» **The task**:
Every line containing "working" should be identified and copied from the data below.

*** Input for this task ***

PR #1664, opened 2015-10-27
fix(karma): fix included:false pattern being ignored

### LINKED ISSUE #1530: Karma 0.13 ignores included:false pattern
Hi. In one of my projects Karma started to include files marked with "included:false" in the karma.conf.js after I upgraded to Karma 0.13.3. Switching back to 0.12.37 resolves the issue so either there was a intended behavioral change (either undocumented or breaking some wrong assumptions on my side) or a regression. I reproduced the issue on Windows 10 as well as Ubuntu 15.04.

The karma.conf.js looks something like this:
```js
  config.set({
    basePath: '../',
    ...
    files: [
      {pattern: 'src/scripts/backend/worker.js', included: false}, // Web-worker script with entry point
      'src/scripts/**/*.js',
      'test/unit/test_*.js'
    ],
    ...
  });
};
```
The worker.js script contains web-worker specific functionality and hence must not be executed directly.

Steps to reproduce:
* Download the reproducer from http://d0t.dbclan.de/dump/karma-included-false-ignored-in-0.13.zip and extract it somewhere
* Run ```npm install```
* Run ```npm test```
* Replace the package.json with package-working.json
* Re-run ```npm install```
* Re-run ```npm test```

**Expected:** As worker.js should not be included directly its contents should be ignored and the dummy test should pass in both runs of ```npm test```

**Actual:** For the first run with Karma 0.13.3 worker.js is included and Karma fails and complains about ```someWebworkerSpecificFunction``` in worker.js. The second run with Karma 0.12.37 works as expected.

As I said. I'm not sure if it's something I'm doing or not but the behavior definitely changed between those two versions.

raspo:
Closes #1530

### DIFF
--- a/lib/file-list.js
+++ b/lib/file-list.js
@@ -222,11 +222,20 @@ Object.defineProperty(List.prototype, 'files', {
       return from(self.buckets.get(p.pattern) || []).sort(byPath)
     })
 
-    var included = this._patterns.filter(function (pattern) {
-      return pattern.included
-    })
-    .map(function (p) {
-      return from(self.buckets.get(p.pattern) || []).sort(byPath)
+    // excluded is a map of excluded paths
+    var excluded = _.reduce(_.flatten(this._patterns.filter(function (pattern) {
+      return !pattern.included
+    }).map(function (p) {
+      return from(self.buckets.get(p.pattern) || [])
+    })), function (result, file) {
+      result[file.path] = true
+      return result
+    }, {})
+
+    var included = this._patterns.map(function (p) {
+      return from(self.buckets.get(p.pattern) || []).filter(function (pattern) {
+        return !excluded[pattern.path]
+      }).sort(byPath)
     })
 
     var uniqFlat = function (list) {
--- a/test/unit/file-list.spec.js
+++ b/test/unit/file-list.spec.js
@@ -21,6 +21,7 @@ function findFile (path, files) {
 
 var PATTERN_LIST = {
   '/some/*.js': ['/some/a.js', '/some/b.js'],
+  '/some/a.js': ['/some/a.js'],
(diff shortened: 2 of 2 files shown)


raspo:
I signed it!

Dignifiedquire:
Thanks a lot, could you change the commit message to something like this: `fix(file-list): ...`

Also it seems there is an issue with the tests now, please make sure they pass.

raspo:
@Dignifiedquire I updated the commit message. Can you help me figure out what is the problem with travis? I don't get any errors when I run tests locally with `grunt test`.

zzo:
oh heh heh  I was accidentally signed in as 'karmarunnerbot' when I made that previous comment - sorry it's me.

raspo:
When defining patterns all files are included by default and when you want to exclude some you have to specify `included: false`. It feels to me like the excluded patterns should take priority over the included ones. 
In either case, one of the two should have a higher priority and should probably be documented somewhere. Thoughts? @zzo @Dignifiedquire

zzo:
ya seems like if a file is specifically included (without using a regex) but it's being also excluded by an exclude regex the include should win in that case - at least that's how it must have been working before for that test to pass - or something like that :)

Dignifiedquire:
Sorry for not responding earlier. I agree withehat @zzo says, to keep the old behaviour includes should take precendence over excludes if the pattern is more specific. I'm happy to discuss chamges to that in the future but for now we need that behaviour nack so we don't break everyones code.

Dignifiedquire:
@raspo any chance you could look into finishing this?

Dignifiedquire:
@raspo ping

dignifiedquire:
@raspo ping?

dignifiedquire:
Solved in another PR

*** End of Input for this task ***
*** Input for this task ***

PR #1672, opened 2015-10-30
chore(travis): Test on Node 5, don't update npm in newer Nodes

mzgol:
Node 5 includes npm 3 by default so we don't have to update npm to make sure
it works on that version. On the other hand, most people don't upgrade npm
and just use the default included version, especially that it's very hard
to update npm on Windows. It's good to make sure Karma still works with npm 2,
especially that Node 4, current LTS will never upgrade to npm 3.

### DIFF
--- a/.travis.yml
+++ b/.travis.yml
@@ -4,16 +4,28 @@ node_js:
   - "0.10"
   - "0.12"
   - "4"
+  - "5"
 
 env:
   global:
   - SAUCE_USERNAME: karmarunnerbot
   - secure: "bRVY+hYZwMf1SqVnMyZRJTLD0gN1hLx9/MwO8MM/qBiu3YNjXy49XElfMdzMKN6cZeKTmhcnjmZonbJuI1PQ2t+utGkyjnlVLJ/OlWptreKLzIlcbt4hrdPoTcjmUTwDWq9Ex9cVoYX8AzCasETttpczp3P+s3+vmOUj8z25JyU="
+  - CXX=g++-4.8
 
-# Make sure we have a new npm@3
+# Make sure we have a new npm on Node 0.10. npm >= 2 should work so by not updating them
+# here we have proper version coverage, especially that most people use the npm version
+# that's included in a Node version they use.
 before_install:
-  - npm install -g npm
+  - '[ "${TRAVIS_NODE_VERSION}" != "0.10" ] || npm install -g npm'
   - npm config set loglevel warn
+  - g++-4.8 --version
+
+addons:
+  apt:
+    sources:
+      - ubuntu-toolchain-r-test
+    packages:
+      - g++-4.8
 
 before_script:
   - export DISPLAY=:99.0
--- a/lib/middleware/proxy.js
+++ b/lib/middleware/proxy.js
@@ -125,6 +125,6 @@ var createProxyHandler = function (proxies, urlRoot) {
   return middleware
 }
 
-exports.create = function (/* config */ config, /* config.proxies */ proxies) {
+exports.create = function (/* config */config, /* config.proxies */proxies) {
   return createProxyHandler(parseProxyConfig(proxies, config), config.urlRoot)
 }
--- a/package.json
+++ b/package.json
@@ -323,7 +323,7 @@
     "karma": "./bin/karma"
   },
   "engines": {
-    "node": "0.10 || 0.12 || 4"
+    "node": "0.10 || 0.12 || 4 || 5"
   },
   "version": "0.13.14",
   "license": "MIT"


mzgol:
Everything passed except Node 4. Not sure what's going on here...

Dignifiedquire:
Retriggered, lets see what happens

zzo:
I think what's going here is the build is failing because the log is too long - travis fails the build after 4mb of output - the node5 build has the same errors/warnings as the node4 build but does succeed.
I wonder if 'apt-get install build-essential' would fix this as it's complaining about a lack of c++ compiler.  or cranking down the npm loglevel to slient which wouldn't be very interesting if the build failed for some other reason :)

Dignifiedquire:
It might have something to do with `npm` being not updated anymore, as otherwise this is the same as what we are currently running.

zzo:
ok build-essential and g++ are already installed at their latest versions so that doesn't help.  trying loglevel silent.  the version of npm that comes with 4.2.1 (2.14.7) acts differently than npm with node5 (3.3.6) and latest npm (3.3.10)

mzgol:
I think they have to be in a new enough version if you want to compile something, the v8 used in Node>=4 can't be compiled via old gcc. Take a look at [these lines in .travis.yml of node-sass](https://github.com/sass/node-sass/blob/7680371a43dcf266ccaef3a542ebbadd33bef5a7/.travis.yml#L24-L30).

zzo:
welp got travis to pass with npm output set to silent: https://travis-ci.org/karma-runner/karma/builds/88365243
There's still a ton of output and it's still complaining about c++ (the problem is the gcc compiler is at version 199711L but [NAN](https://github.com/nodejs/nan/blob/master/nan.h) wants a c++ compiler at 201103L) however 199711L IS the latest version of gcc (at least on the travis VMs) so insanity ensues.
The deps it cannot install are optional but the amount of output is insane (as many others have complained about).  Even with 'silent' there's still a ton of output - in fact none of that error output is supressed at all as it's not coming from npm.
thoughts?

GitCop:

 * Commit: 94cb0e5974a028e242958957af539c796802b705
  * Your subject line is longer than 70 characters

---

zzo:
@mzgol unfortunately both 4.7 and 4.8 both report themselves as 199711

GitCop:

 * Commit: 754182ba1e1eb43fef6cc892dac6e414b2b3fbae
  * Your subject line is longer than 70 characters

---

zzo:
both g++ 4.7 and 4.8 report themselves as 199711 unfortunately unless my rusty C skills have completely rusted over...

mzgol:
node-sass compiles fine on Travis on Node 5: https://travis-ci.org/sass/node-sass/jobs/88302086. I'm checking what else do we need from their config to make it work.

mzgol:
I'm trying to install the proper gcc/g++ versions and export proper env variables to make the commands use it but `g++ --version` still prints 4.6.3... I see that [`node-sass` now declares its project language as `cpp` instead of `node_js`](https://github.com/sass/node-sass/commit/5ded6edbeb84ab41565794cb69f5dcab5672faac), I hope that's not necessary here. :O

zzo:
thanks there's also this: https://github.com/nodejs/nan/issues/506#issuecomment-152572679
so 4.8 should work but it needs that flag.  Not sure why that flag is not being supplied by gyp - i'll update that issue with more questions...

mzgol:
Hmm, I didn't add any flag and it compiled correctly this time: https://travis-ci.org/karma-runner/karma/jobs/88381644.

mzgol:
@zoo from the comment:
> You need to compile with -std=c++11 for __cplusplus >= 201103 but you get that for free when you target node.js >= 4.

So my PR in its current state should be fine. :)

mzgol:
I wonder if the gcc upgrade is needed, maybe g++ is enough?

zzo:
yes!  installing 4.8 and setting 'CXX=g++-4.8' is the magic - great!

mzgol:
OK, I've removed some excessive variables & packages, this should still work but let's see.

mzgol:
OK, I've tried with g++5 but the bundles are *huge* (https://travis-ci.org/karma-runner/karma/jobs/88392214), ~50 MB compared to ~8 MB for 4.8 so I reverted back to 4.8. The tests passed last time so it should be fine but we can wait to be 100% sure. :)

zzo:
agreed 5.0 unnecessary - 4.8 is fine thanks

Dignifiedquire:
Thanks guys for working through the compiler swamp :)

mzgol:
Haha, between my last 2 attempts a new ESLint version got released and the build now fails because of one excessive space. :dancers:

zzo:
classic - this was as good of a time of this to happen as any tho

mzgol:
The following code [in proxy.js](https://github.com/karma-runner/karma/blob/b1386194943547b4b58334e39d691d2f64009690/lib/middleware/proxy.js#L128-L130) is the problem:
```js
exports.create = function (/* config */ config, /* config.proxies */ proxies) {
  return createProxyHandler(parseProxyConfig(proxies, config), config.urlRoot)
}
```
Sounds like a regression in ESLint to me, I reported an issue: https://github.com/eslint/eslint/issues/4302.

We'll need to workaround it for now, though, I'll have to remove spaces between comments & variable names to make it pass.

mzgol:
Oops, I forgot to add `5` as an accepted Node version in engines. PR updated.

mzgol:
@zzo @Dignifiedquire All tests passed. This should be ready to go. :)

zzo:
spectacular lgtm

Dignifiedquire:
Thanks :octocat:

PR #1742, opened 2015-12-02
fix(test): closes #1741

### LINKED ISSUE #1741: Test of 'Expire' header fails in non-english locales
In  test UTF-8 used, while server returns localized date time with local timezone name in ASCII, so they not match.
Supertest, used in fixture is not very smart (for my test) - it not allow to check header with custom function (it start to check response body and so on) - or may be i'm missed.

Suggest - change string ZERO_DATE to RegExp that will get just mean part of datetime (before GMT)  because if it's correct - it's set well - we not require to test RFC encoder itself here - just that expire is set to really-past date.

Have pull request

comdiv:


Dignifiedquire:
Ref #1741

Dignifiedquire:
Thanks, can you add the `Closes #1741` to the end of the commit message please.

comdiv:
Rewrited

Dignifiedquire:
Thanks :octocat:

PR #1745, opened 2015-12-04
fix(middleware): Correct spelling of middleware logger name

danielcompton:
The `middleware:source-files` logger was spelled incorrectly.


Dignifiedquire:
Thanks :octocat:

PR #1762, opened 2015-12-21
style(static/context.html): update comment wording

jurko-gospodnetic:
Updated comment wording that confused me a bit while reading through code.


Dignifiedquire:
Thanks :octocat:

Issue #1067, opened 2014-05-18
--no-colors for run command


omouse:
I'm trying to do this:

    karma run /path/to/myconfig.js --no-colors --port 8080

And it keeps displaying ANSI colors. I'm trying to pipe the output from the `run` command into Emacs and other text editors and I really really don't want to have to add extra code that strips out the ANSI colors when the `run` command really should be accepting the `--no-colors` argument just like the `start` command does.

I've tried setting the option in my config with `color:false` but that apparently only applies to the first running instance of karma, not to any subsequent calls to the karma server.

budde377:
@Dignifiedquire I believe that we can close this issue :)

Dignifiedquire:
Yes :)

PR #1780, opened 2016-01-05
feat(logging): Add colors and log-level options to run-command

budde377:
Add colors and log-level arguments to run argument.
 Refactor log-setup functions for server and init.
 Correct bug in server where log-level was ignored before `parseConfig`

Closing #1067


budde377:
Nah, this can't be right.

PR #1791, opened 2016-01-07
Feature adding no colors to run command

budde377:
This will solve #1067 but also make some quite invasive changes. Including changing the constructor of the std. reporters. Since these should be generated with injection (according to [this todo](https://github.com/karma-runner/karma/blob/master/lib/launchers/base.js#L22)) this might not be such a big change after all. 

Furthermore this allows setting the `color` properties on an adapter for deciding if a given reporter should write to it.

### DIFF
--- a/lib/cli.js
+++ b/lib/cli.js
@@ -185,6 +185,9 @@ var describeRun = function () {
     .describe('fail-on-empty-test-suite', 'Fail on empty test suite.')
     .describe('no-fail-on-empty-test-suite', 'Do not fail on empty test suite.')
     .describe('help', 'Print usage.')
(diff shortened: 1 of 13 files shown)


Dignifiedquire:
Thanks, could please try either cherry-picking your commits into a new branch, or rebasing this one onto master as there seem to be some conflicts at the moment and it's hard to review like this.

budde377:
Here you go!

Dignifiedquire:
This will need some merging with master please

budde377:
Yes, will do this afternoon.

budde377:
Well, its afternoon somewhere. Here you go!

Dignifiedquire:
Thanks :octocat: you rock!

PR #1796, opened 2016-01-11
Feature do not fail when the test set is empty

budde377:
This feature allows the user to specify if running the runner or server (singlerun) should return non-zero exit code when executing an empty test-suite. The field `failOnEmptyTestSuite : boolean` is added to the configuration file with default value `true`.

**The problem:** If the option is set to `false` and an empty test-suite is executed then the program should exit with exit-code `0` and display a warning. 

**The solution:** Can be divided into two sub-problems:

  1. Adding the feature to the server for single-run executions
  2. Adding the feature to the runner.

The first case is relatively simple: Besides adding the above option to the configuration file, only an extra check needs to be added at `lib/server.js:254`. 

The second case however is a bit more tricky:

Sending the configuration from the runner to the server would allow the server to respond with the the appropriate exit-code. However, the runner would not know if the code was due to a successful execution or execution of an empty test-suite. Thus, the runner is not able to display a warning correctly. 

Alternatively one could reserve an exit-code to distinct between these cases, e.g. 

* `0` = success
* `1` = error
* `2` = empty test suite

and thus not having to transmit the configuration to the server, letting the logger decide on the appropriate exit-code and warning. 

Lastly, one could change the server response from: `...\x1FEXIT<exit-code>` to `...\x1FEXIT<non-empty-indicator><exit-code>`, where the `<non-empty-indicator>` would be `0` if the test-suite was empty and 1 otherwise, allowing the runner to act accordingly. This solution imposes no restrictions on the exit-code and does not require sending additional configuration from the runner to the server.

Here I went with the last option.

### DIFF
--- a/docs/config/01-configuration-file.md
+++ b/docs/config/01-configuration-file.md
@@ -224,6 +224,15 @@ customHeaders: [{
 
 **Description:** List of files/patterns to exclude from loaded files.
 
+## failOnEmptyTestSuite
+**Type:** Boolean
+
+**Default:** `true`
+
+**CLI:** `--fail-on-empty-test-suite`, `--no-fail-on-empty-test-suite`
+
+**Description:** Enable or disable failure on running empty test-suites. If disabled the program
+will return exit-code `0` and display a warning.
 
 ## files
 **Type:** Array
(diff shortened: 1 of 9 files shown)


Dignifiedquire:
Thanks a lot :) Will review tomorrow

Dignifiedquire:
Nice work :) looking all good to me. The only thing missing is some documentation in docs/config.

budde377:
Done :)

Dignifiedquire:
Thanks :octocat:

*** End of Input for this task ***

» **Your solution**:
* Replace the package.json with package-working.json
ya seems like if a file is specifically included (without using a regex) but it's being also excluded by an exclude regex the include should win in that case - at least that's how it must have been working before for that test to pass - or something like that :)
Thanks guys for working through the compiler swamp :)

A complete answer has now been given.